→ **Action item**
A single figure is required: the number of lines in the listing below containing the word "well".
========================
PR #722, opened 2019-11-06
CMSIS: Update c startup source code to support multi-file compilation mode in IAR

GorgonMeducer:
The previous version of Cortex-M c startup file cannot be used in IAR multi-file compilation mode which applies strict function and variable type check.

When users implement their own ISR functions, the function's default attribute conflict with the ISR functions defined in the c startup code, i.e. the existence of "alias" attribute.

By removing "alias" from the default ISR function attribute (while keeping the weak), the new c startup code can work with IAR multi-file compilation mode,  Arm Compiler 5, Arm Compiler 6 and GCC.

### DIFF
--- a/CMSIS/DSP/Platforms/MPS3/ARMv81MML/Include/ARMv81MML_DSP_DP_MVE_FP.h
+++ b/CMSIS/DSP/Platforms/MPS3/ARMv81MML/Include/ARMv81MML_DSP_DP_MVE_FP.h
@@ -1,0 +1,132 @@
+/**************************************************************************//**
+ * @file     ARMv81MML_DP.h
+ * @brief    CMSIS Core Peripheral Access Layer Header File for
+ *           Armv8.1-M Mainline Device Series (configured for Armv8.1-M Mainline with double precision FPU, with DSP extension, with TrustZone)
+ * @version  V1.0.0
+ * @date     25. February 2019
+ ******************************************************************************/
+/*
+ * Copyright (c) 2009-2019 Arm Limited. All rights reserved.
+ *
+ * SPDX-License-Identifier: Apache-2.0
+ *
+ * Licensed under the Apache License, Version 2.0 (the License); you may
+ * not use this file except in compliance with the License.
+ * You may obtain a copy of the License at
+ *
+ * www.apache.org/licenses/LICENSE-2.0
+ *
+ * Unless required by applicable law or agreed to in writing, software
+ * distributed under the License is distributed on an AS IS BASIS, WITHOUT
+ * WARRANTIES OR CONDITIONS OF ANY KIND, either express or implied.
+ * See the License for the specific language governing permissions and
+ * limitations under the License.
+ */
+
+#ifndef ARMv81MML_DSP_DP_H
+#define ARMv81MML_DSP_DP_H
+
+#ifdef __cplusplus
+extern "C" {
+#endif
+
+
+/* -------------------------  Interrupt Number Definition  ------------------------ */
+
+typedef enum IRQn
+{
+/* --------------------  Armv8.1-M Mainline Processor Exceptions Numbers  --------- */
+  NonMaskableInt_IRQn           = -14,      /*  2 Non Maskable Interrupt */
+  HardFault_IRQn                = -13,      /*  3 HardFault Interrupt */
+  MemoryManagement_IRQn         = -12,      /*  4 Memory Management Interrupt */
+  BusFault_IRQn                 = -11,      /*  5 Bus Fault Interrupt */
+  UsageFault_IRQn               = -10,      /*  6 Usage Fault Interrupt */
+  SecureFault_IRQn              =  -9,      /*  7 Secure Fault Interrupt */
+  SVCall_IRQn                   =  -5,      /* 11 SV Call Interrupt */
+  DebugMonitor_IRQn             =  -4,      /* 12 Debug Monitor Interrupt */
+  PendSV_IRQn                   =  -2,      /* 14 Pend SV Interrupt */
+  SysTick_IRQn                  =  -1,      /* 15 System Tick Interrupt */
+
+/* -------------------  Processor Interrupt Numbers  ------------------------------ */
+  Interrupt0_IRQn               =   0,
+  Interrupt1_IRQn               =   1,
+  Interrupt2_IRQn               =   2,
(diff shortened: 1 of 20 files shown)


TTornblom:
Do you have any simple test project that shows the problem?

I created a simple M3 project where I declare the following in main.c:
---
`
void HardFault_Handler()
{
}

main()
{
}
`
When I compile this with EWARM 8.40.2 in mfc mode I get a complaint about:
---
```
main.c startup_ARMCM3.c system_ARMCM3.c  
Error[Pe1061]: declaration of variable "__vector_table" is incompatible with a declaration in another translation unit C:\Users\thomasto\Projects\8.40\8.40.2\test3\test3\RTE\Device\ARMCM3\system_ARMCM3.c 40 
            "uint32_t __vector_table" (declared at line 40) (from translation unit "C:\Users\thomasto\Projects\8.40\8.40.2\test3\test3\RTE\Device\ARMCM3\ 
system_ARMCM3.c") 
            "pFunc const __vector_table[240] @ ".intvec"" (declared at line 81 of "C:\Users\thomasto\Projects\8.40\8.40.2\test3\test3\RTE\Device\ARMCM3\ 
startup_ARMCM3.c") (from translation unit "C:\Users\thomasto\Projects\8.40\8.40.2\test3\test3\RTE\Device\ARMCM3\startup_ARMCM3.c") 
          detected during compilation of secondary translation unit "C:\Users\thomasto\Projects\8.40\8.40.2\test3\test3\RTE\Device\ARMCM3\ 
system_ARMCM3.c" 
Error while running C/C++ Compiler 
 
Total number of errors: 1 
```

but nothing from the alias.

The issue above appears to be a mismatch where __VECTOR_TABLE is declared as:
`       const pFunc __VECTOR_TABLE[240] __VECTOR_TABLE_ATTRIBUTE = {
`
in startup_ARMCM3.c, but as:
`  extern uint32_t __VECTOR_TABLE;
`
in system_ARMCM3.c.

If I change this to:
---
```
typedef void( *pFunc )( void );
extern const pFunc __VECTOR_TABLE[];
```
then the project builds without errors and the map file shows that it is using the HardFault_Handler from main.c

JonatanAntoni:
Hi @TTornblom,

I guess this is yet another issue we need to address. But the original issue is about weak aliases. Hardfault Handler is the only one that has *no* weak alias in CM3. Please give it a try with any other fault or even with `Interrupt0_Handler` for instance. Those are all weak aliases to the `Default_Handler`.

Cheers,
Jonatan

TTornblom:
Yes, I'm aware that the original issue was about the weak aliases, but I am unable to reproduce this.
I've also tried with BusFault_Handler and Interrupt0_handler and cm0 and cm4 targets, the only problem I have with my trivial test is with the mismatched __VECTOR_TABLE between the startup_*.c and system_*.c files.
I would like an example that shows the problem this patch is solving.

GorgonMeducer:
[IAR_CMSIS.zip](https://github.com/ARM-software/CMSIS_5/files/3815176/IAR_CMSIS.zip)
Here is the reproducer.

TTornblom:
Thanks,
Changing:
```
void SysTick_Handler(void)
{

}
```
to
```
void SysTick_Handler()
{

}
apparently solves this, which is why I had no problems with my simple example.
```

GorgonMeducer:
Changing 

> Thanks,
> Changing:
> 
> ```
> void SysTick_Handler(void)
> {
> 
> }
> ```
> 
> to
> 
> ```
> void SysTick_Handler()
> {
> 
> }
> ```
> 
> apparently solves this, which is why I had no problems with my simple example.

- a. this method is not well documented
- b. ignoring "void" is not recommended in recent c standard.
- c. Most of customsers' code still use void SysTick_Handler(void). If we recommend them to do so, it only makes IAR more "different".
- d. If IAR thinks this is a "feature", then I would like to recommend removing "alias" to make the user implemented handler looking normal. 

Thank you for your time.

TTornblom:
The patch appears to solve this issue, so I'm fine with it.

I will go over the system_*.c files and fix the VECTOR_TABLE type mismatch.

GorgonMeducer:
> The patch appears to solve this issue, so I'm fine with it.
> 
> I will go over the system_*.c files and fix the VECTOR_TABLE type mismatch.

My patch also solves the problem, how about accepting my one.

TTornblom:
How does this patch solve the type mismatch for VECTOR_TABLE? In your example you have excluded system_ARMCM7.c from the build, so you are not running into this issue. If you don't do that then you will run into the issue.

This is a separate issue from the problem you have solved. I meant to say I was fine with your patch and I suggest merging it, and I will address the type mismatch for VECTOR_TABLE.

GorgonMeducer:
> How does this patch solve the type mismatch for VECTOR_TABLE? In your example you have excluded system_ARMCM7.c from the build, so you are not running into this issue. If you don't do that then you will run into the issue.
> 
> This is a separate issue from the problem you have solved. I meant to say I was fine with your patch and I suggest merging it, and I will address the type mismatch for VECTOR_TABLE.

I think I am talking different issue, I am talking the alias one. About the VECTOR_TABLE issue, I have no problem with that.

JonatanAntoni:
Hi @TTornblom,

can you please explain me a bit more in detail why removing the `void` makes a difference?
I don't get the problem or the solution, yet. 

Cheers,
Jonatan

TTornblom:
I have asked the compiler team to explain this.

JonatanAntoni:
Hi Thomas,

I did the same and got pointed to https://softwareengineering.stackexchange.com/questions/286490/what-is-the-difference-between-function-and-functionvoid.

This is actually a good write up what I already had in mind. There is actually a difference on the function declaration between `func()` and `func(void)` but **not** on the definition. 

The CMSIS startup code uses a distinct way of declaring all the interrupt handlers to have **no** arguments (by declaring it as `handler(void)`). Hence I expect the function definition should be `handler(void)` and not `handler()` even if both are the same.

Can you discuss with your compiler experts why this seems to be handled differently in IAR compiler, please?

Cheers,
Jonatan

TTornblom:
Turns out this is a parser bug in our compiler.

It will be fixed in a future version. Unfortunately there is no time to get it into the next release but hopefully in a patch release later.

GorgonMeducer:
Since it is an IAR parser issue which will be fixed in the future, I will close this PR.

PR #731, opened 2019-11-10
CMSIS-NN: MVE support for s8 softmax

felix-johnny:


CMSIS/NN/Include/arm_nnsupportfunctions.h
```diff
@@ -349,8 +349,14 @@ void arm_nn_mult_q7(
 
 // Macros for shortening quantization functions' names and avoid long lines
 #define MUL_SAT(a, b)  arm_nn_sat_doubling_high_mult((a), (b))
+#define MUL_SAT_MVE(a, b) arm_mve_sat_doubling_high_mult_32x4((a), (b))
```
gmiodice: Just a question about naming: before we called that function with arm_nn prefix. Should we keep the prefix here as well and move mve at the end of the string?

CMSIS/NN/Source/SoftmaxFunctions/arm_softmax_s8.c
```diff
@@ -48,12 +89,118 @@ void arm_softmax_s8(const int8_t *input,
...
+#define ACT_MIN (-128)
+#define ACT_MAX (127)
+
+    const int32_t mask = (1 << shift);
+
+    for (int i_num_rows = 0; i_num_rows < num_rows; ++i_num_rows)
+    {
+        int8_t max = ACT_MIN;
+
+        int32_t vec_count = row_size / 16;
```
gmiodice: Since the division could be expensive, what about:
        for (int i = 0; i <= (vec_size - 16); i+=16)
        {
            const int8x16_t ip = vldrbq_s8(&input[i]);
            max = vmaxvq_s8(max, ip);
        }

In this manner you can also avoid the multiplication by 16 for calculating the array index

CMSIS/NN/Include/arm_nnsupportfunctions.h
```diff
@@ -379,7 +385,7 @@ __STATIC_FORCEINLINE q31_t arm_nn_sat_doubling_high_mult(const q31_t m1, const q
     // as well.
     result = mult / (1UL << 31);
 
-    if ((m1 == m2) && (m1 == Q31_MIN))
+    if ((m1 == m2) && (m1 == (int32_t)Q31_MIN))
```
giorgio-arenarm: Fair point, though I think it'd be better to define it as a 32bit integer in arm_math.h directly (it makes more sense to cast it to long if needed)

CMSIS/NN/Source/SoftmaxFunctions/arm_softmax_s8.c
```diff
@@ -28,10 +28,50 @@
  *
  * -------------------------------------------------------------------- */
 
-#include "arm_nnfunctions.h"
+#include "arm_nnsupportfunctions.h"
```
giorgio-arenarm: Why not arm_nnfunctions?

CMSIS/NN/Source/SoftmaxFunctions/arm_softmax_s8.c
```diff
@@ -28,10 +28,50 @@
...
 
 #define ACCUM_BITS 12
 
+#ifdef ARM_MATH_MVEI
+int32x4_t arm_nn_exp_on_negative_values_32x4(int32x4_t val)
```
giorgio-arenarm: Shouldn't this go in arm_nnsupportfunctions.h together with all the other quant ops?

CMSIS/NN/Source/SoftmaxFunctions/arm_softmax_s8.c
```diff
@@ -48,12 +89,118 @@ void arm_softmax_s8(const int8_t *input,
                     const int8_t diff_min,
                     int8_t *output)
 {
+#ifdef ARM_MATH_MVEI
+
+#define ACT_MIN (-128)
+#define ACT_MAX (127)
```
giorgio-arenarm: Q7_MIN/MAX? Softmax shouldn't have weird activations attached to it since it is the last layer used for classification

CMSIS/NN/Source/SoftmaxFunctions/arm_softmax_s8.c
```diff
@@ -48,12 +89,118 @@ void arm_softmax_s8(const int8_t *input,
...
+        {
+            const int8x16_t ip = vldrbq_z_s8(&input[vec_count * 16], p);
+            max = vmaxvq_p_s8(max, ip, p);
+        }
+
+        vec_count = row_size / 4;
+        int32_t idx = 0;
+        int32_t sum = 0;
+
+        while (vec_count)
```
giorgio-arenarm: for loop?

CMSIS/NN/Source/SoftmaxFunctions/arm_softmax_s8.c
```diff
@@ -48,12 +89,118 @@ void arm_softmax_s8(const int8_t *input,
...
+        }
+
+        const int32_t headroom = __CLZ(sum);
+        const int32_t bits_over_unit = ACCUM_BITS - headroom + 23;
+        const int32_t shifted_scale = ONE_OVER1((sum << headroom) - (1 << 31));
+
+        vec_count = row_size / 4;
+        idx = 0;
+
+        while (vec_count)
```
giorgio-arenarm: same

CMSIS/NN/Include/arm_nnsupportfunctions.h
felix-johnny: @gmiodice Good point.. Moving mve to the end - yes. A reason, I was eager to get rid of the _nn is, it has shown to cause some confusion with  ARM NN. How about arm_sat_doubling_high_mult() and arm_sat_doubling_high_mult_mve_32x4() ?

CMSIS/NN/Include/arm_nnsupportfunctions.h
felix-johnny: @giorgio-arenarm .. True.  @christophe0606 .. just a suggestion :-)

CMSIS/NN/Source/SoftmaxFunctions/arm_softmax_s8.c
felix-johnny: arm_nnfunctions.h is the external API interface to CMSIS-NN which also includes arm_nnsupportfunctions.h. Including just arm_nnsupportfunctions.h is a way of saying that this is a standalone function that does not depend on any of the functions in the external API list.

CMSIS/NN/Source/SoftmaxFunctions/arm_softmax_s8.c
felix-johnny: If it is used in more than one location/file, then yes. We can move it to the header file when that happens.

CMSIS/NN/Source/SoftmaxFunctions/arm_softmax_s8.c
felix-johnny: @giorgio-arenarm Sure.. i'll fix that.

CMSIS/NN/Source/SoftmaxFunctions/arm_softmax_s8.c
felix-johnny: @gmiodice For the division, I don't think so as it is  a divide by a power of 2 number which should be resolved as  a shift operation. Normally, I would have done it as row_size >> 4, but for clarity i have gone with /16 and trust the compiler to do the rest. With that in mind, do want to change to avoid the multiplication alone?

gmiodice: So it is ok to keep it as it is. ;)

CMSIS/NN/Source/SoftmaxFunctions/arm_softmax_s8.c
felix-johnny: just a developer's choice :-)

felix-johnny:
@gmiodice @giorgio-arenarm Are you ok with the updates to the comments?

gmiodice:
All good for me ;) Thanks for checking

PR #736, opened 2019-11-15
Fix elementwise multiplication when output shift is positive

giorgio-arenarm:


felix-johnny:
@giorgio-arenarm Thanks for the fix!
========================
→ **Response for this exercise**
3